• _DATA TO USE_:
PR #838, opened 2023-01-03
Fix PHP 8.1 deprecation notice in `truncate` for NULL values

SunMar:
If the input string is a `NULL` value, PHP 8.1 throws the following deprecation notice:
```
mb_strlen(): Passing null to parameter #1 ($string) of type string is deprecated
```
Catching it in the modifier avoids having to add boilerplate `NULL` checks in the template.


SunMar:
Oops, I see #834 was already created for this.

PR #1130, opened 2025-05-04
Add PHPUnit tests for Smarty scopes and fix template source handling

LaKanDoR:
- Introduced comprehensive PHPUnit tests for various Smarty scope functionalities, including append and assign scopes.
- Implemented tests for caching behavior and template inclusion with different scopes.
- Added error handling for undefined template variables and improved test coverage for caching mechanisms.
- Updated test results files to reflect the latest test outcomes and deprecations.
- Fixed issues related to argument counts in cache resource tests.
- Created missing template files for testing purposes.


wisskid:
@LaKanDoR this is a massive PR, adding a lot of (seemingly unnecessary) files. I'm a big fan of more unit tests, especially for scope matters, but I also notice that this would drop support for a bunch of PHP versions (which we don't want). What are you trying to do here? What problem are you solving?

Issue #1005, opened 2024-04-26
Shorthand Syntax


SleepingForge:
So in `v5.0.0-rc3` I could register a Plugin-Function and do something like this:

`{myFunc test1 arg='arg'}`

because of this fix: #953 it's not possible anymore to assign string attributes, because of this section in Compiler/Base.php:

```php
if (!is_array($mixed)) {
			// options flag ?
			if (isset($options[trim($mixed, '\'"')])) {
				$_indexed_attr[trim($mixed, '\'"')] = true;
				// shorthand attribute ?
			} elseif (isset($this->shorttag_order[$key])) {
				$_indexed_attr[$this->shorttag_order[$key]] = $mixed;
			} else {
				// too many shorthands
				$compiler->trigger_template_error('too many shorthand attributes', null, true);
			}
			// named attribute
		}
```

Because shorttag_order wasn't empty it would just insert Attribute `test1` into `$_indexed_attr` and I could use it as ['var1'].
I found it quite useful cause the first argument could be used as some kind of identifier.

I found old issues that discuss this shorthand syntax for example: #165, #342, #568

So is this Syntax officially dead in Smarty v5.0.0? Or is there a way to kind of inject the first parameter still as a string?

Thank you!

wisskid:
The var1, var2, var3 shorttag order got into the release candidates for smarty 5 by accident. They didn't exist in Smarty v4 either.

We should be able to support this in a future version, but I think you should have a way to specify the number and names of the parameters. We might be able to extend FunctionHandlerInterface for this, which would allow you to write an Extension that supports shorthand attributes.

PR #1142, opened 2025-09-09
Add support for shorttags in functions

pharixces:
This fixes https://github.com/smarty-php/smarty/issues/1005

### DIFF
--- a/src/Compile/FunctionCallCompiler.php
+++ b/src/Compile/FunctionCallCompiler.php
@@ -3,39 +3,17 @@
  * Smarty Internal Plugin Compile Registered Function
  * Compiles code for the execution of a registered function
  *
-
-
  * @author     Uwe Tews
  */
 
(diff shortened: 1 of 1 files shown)


pharixces:
Forgot to run the unittests, will look into it.

pharixces:
Added an extra interface `AttributeFunctionHandlerInterface` which extends the `FunctionHandlerInterface`. The functioncall compiler checks whether the functionhandler implements this interface and sets the attributes of the functioncall compiler. This way you can add your own shorttags (and other attributes) to your functionhandler. 

I'm not quite satisfied with the unset($_attr['nocache']); in the functioncallcompiler class. It almost seems this is only added to make the unittests complete for the assign function within smarty. Gonna take a closer look at this.

wisskid (changes requested):

wisskid (approved):

PR #1164, opened 2026-01-07
Fix static analysis warnings for isDot() and remove deprecated APC support

### LINKED ISSUE #1144: Errors in Smarty.php version 5.5
line 1347 : `if (!$_compile->isDot()) {`
Undefined method 'isDot'.

line 1389 : apc_delete_file($_filepath);
Undefined function 'Smarty\apc_delete_file'.

h-marumoto:
This PR fixes #1144

This issue likely refers to errors generated by static analysis.
I have addressed those issues.

Undefined method 'isDot'.

#### Investigation
While investigating this warning, I discovered that:
1. isDot() is not available on the loop variable
RecursiveIteratorIterator returns SplFileInfo objects in foreach loops
SplFileInfo does not have an isDot() method
isDot() only exists on DirectoryIterator and RecursiveDirectoryIterator classes
2. The isDot() check was unnecessary
All entries starting with . are already filtered out earlier:
Since isDot() only matches . and .. (both start with .), they are already excluded
The isDot() check is unreachable code
```
if (substr(basename($_file->getPathname()), 0, 1) === '.') {
    continue;
}
```
#### Fix
Removed the unnecessary isDot() checks from:
- src/Smarty.php (line 1347)
- src/Cacheresource/File.php (line 224)
- tests/PHPUnit_Smarty.php (line 294)
#### Impact
No functional changes.
The removed checks were redundant and never executed.

Undefined function 'Smarty\apc_delete_file'.

The old APC (Alternative PHP Cache) extension was deprecated in PHP 5.5 and is not available in PHP 7.0+.
Since Smarty now requires PHP 7.2+ (as defined in composer.json), all APC-related code has become dead code that will never execute.
#### Fix:
- Removed dead code in Smarty.php and src/Cacheresource/File.php
- Removed APC cache resource implementation and tests:
  - tests/UnitTests/__shared/cacheresources/cacheresource.apc.php
  - tests/UnitTests/CacheResourceTests/_shared/PHPunitplugins/cacheresource.apctest.php
  - tests/UnitTests/CacheResourceTests/Apc/CacheResourceCustomApcTest.php
#### Impact:
No functional impact.
The removed code was never executed on supported PHP versions (7.2+).

I would appreciate it if you could review this.
Thank you!

### DIFF
--- a/src/Cacheresource/File.php
+++ b/src/Cacheresource/File.php
@@ -221,10 +221,8 @@ class File extends Base
 			    $_filepath = (string)$_file;
 			    // directory ?
 			    if ($_file->isDir()) {
-				    if (!$_file->isDot()) {
-					    // delete folder if empty
-					    @rmdir($_file->getPathname());
-				    }
+                    // delete folder if empty
+                    @rmdir($_file->getPathname());
 			    } else {
 				    // delete only php files
 				    if (substr($_filepath, -4) !== '.php') {
--- a/src/Smarty.php
+++ b/src/Smarty.php
@@ -1344,10 +1344,8 @@ class Smarty extends \Smarty\TemplateBase {
 			}
 			$_filepath = (string)$_file;
 			if ($_file->isDir()) {
-				if (!$_file->isDot()) {
-					// delete folder if empty
-					@rmdir($_file->getPathname());
-				}
+				// delete folder if empty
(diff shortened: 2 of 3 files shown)


wisskid:
good finds! And if the `isDot` method isn't available, wouldn't the entire `isDir` if-branch surrounding it be useless as well?

PR #1166, opened 2026-01-14
Fix static analysis errors in Data class method chaining

### LINKED ISSUE #1143: Error chaining assign and display
VSC signals an error Undefined method 'display' when chaining assign and display
`(new Smarty())->assign("x", "x")->display('template.tpl');`

But it works

h-marumoto:
This PR fixes #1143

This PR resolves static analysis errors when using method chaining.

The `Smarty` class extends the `Data` class, but the PHPDoc return types for methods in the `Data` class (`assign()`, `append()`, etc.) were documented as returning `Data`.

As a result, when using method chaining like the following, static analysis tools would interpret that a `Data` instance is returned instead of a `Smarty` instance, and would report errors that `Smarty`-specific methods (e.g., `display()`) do not exist.

```php
(new Smarty())->assign("x", "x")->display('template.tpl');
// Undefined method 'display'.
```

I changed the PHPDoc return type from Data to $this. By using $this, static analysis tools can correctly recognize that an instance of the actually invoked class (in this case, Smarty) is returned.

This change only modifies PHPDoc comments and has no effect on runtime behavior.

### DIFF
--- a/src/Data.php
+++ b/src/Data.php
@@ -100,7 +100,7 @@ class Data
 	 * @param boolean $nocache if true any output of this variable will be not cached
 	 * @param int $scope one of self::SCOPE_* constants
 	 *
-	 * @return Data current Data (or Smarty or \Smarty\Template) instance for
+	 * @return $this current Data (or Smarty or \Smarty\Template) instance for
 	 *                              chaining
 	 */
     public function assign($tpl_var, $value = null, $nocache = false, $scope = null)
@@ -162,7 +162,7 @@ class Data
      * @param bool         $nocache if true any output of this variable will
      *                              be not cached
      *
-     * @return Data
+     * @return $this
      * @api  Smarty::append()
      */
 	public function append($tpl_var, $value = null, $merge = false, $nocache = false)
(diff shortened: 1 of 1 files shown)


wisskid:
Hi @h-marumoto I see how this fix would work and would probably be fine for most cases, but `@return $this` doesn't seem to be official phpdoc syntax?  In your defense: the codebase already contains 3 instances of `@return $this`  in the `Smarty\Smarty` class.

h-marumoto:
Hi @wisskid , sorry for the slow response!

Fair point — strictly speaking `@return $this` was never ratified.
It is, however, officially supported by phpDocumentor, and PHPStan, Psalm, and PhpStorm all recognize it — PHPStan even lists `$this` as a basic type in its PHPDoc parser, and Psalm internally treats it as a type token equivalent to `static`.
Ref: https://docs.phpdoc.org/guide/references/phpdoc/tags/return.html#the-this-keyword

I'd prefer to keep `$this` here since it's the most precise annotation for these methods (the same instance is returned, not just an instance of the called class), and it matches the existing usage in `Smarty\Smarty`.
Let me know if you'd like any changes!

PR #1167, opened 2026-01-19
Add type validation for security_policy property.

reomin:
## Context
This PR fixes some issues where SecurityPolicy checks are silently skipped when the internal security_policy property is overwritten with a non-object value.

Currently, several SecurityPolicy enforcement paths rely on isset() and is_object() checks. If security_policy is set but is not an object, these checks are bypassed without any error, even when enableSecurity() has been called.

This PR makes the behavior more robust and consistent with the intended design of SecurityPolicy by enforcing stricter type handling.

## Changes

- Changed `security_policy` from `public` to `private`
- Added `getSecurityPolicy()` and `setSecurityPolicy()` methods
- Added `__set()` method to validate type on assignment
- Updated all internal code to use getter/setter instead of direct property access
- Updated tests to use `getSecurityPolicy()`

### DIFF
--- a/src/Smarty.php
+++ b/src/Smarty.php
@@ -246,9 +246,9 @@ class Smarty extends \Smarty\TemplateBase {
 	/**
 	 * implementation of security class
 	 *
-	 * @var \Smarty\Security
+	 * @var \Smarty\Security|null
 	 */
-	public $security_policy = null;
+	private $security_policy = null;
 
 	/**
 	 * debug mode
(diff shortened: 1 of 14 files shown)


src/Smarty.php
```diff
@@ -2231,5 +2252,28 @@ public function setCacheModifiedCheck($cache_modified_check): void {
...
+			if ($value !== null && !($value instanceof \Smarty\Security)) {
+				$given = is_object($value) ? get_class($value) : gettype($value);
+				throw new \Smarty\Exception(
+					'security_policy must be null or \Smarty\Security, ' . $given . ' given'
+				);
+			}
+			$this->setSecurityPolicy($value);
+			return;
+		}
+		$this->$name = $value;
```
wisskid, line 2275: I'm worried about this line. Is adding a magic setter method to the Smarty class safe enough? there used to be a lot of direct property setting in smarty before version 4.

reomin:
HI, @wisskid 

Thank you for your feedback!
That makes sense. I hadn't fully considered the impact of `__set()` on code written before version 4. 
Given that, I don't think there is a clean way to fix this without introducing other risks. 
I will close this PR for now.

PR #1182, opened 2026-04-24
Fix: incorrect `strpos` check in `triggerTagNoCache `

zigzagdev:
## Description                                                                                                                                                                                   
                                                                                                                                                                                                
  ### Summary                                                                                                                                                                                    
  `triggerTagNoCache()` uses `!strpos($variable, '(')` to check if `(` is absent                                                                                                                
  from `$variable`. However, `strpos` returns `0` when `(` appears at position 0,                                                                                                               
  and `!0` evaluates to `true`, incorrectly skipping the nocache flag logic.                                                                                                                    
                                                                                                                                                                                                
  This replaces `!strpos(...)` with `strpos(...) === false`.                                                                                                                                    
                                                                                                                                                                                                
  ## References                                                                                                                                                                                 
  - https://www.php.net/manual/en/function.strpos.php#refsect1-function.strpos-notes

### DIFF
--- a/src/Compiler/Template.php
+++ b/src/Compiler/Template.php
@@ -506,7 +506,7 @@ class Template extends BaseCompiler {
 	 * @return string
 	 */
 	public function triggerTagNoCache($variable): void {
-		if (!strpos($variable, '(')) {
+		if (strpos($variable, '(') === false) {
 			// not a variable variable
 			$var = trim($variable, '\'');
 			$this->tag_nocache = $this->tag_nocache |


wisskid:
Would this ever be called when when `(` is at
position 0?

zigzagdev:
@wisskid

Exactly ! You're right — in current usage, `(` might not appear at position 0.

But there are two separate concerns:

1. **Current input patterns**: May not trigger in this pattern.
2. **Code correctness**: `strpos()` returns 0 at position 0, and !0 evaluates to true which is logically incorrect regardless of current inputs

Even if position 0 doesn't occur now. Because there are three reasons

1. It's unsafe against the function's contract
2. It aligns with PHP best practice (PHP docs explicitly `recommend === false`)
3. It protects against future refactoring or input format changes

This is a low-risk correctness fix, not just a style improvement.

PR #1206, opened 2026-08-17
patch propose deprecated php8.6

klaoun2:
hello
i propose this pr


Amaury:
Did you test your code before submitting it? This PR does not parse. The three commits copy the function *signatures* from the php.net manual into the *call sites*:

```php
$mb_reg_charset = mb_regex_encoding(?string $encoding = null):
$parts = mb_split(preg_quote(string $search), string $subject ?? "") ?: array();
```

Parameter types and defaults are only legal in a declaration, plus the statement terminators are `:` instead of `;`.

`php -l src/functions.php` fails, and since Composer autoloads that file via `files`, this is a fatal error on every PHP version.

Issue #385, opened 2024-06-13
Restructure `epics/test_signals.py`


coretl:
At the moment we have:
- A parameterized fixture that provides an IOC, with records either prefixed CA or PVA
- A few tests that use this and are parameterized to run on both
- A lot of tests that skip the CA parts

I suggest we refactor so:
- There is a single IOC that loads `test_records` twice with both CA and PVA prefixes
- The tests that run with both have are further parameterized with CA and PVA param
- The others just run using the IOC with PVA prefix

This will mean breaking the massive `test_backend_get_put_monitor` test matrix into two: PVA only tests, and CA and PVA tests

coretl:
Also we want to have an `ophyd_async.epics.testing` Device with a signal of every type to be used in this test and the device load saving tests

PR #630, opened 2024-10-30
Restructure epics/test_signals.py

jsouter:
closes https://github.com/bluesky/ophyd-async/issues/385

Now has a single IOC containing all the CA and PVA records, and a Device group which provides access to them.


tests/epics/signal/test_signals.py
```diff
@@ -43,41 +43,98 @@
...
+
+    def __create_signal(
+        self, protocol: Protocol, dtype: type[SignalDatatypeT], name: str
+    ):
+        signal = epics_signal_rw(dtype, f"{protocol}://{self._name}:{protocol}:{name}")
+        setattr(self, f"{protocol}_{name}".replace(":", "_"), signal)
+        self._all_signals[protocol][name] = signal
+
+    def get_signal(self, protocol: Protocol, name: str):
+        return self._all_signals[protocol][name]
```
coretl, line 92: Actually, if we base this on https://github.com/bluesky/ophyd-async/pull/598 then we could write this like:
```python
from typing import Annotated as A
from ophyd_async.epics.core import EpicsDevice, PvSuffix

class CaAndPvaTestDevice(EpicsDevice):
    int: A[SignalRW[int], PvSuffix("int")]
    ...
    stra: A[Sequence[str], PvSuffix("stra")]
```

Then we can add the PVA only ones in a second device:
```python
class PvaOnlyTestDevice(EpicsDevice):
    int8a: A[Array1D[np.int8], PvSuffix("int8a")]
    ...
    ntndarray: A[np.ndarray, PvSuffix("ntndarray")]
```

tests/epics/signal/test_signals.py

• _PROBLEM DETAILS_: If a line in the data above holds the word "future", count it; give only the total.

• _RESULT OF THIS TASK_: 2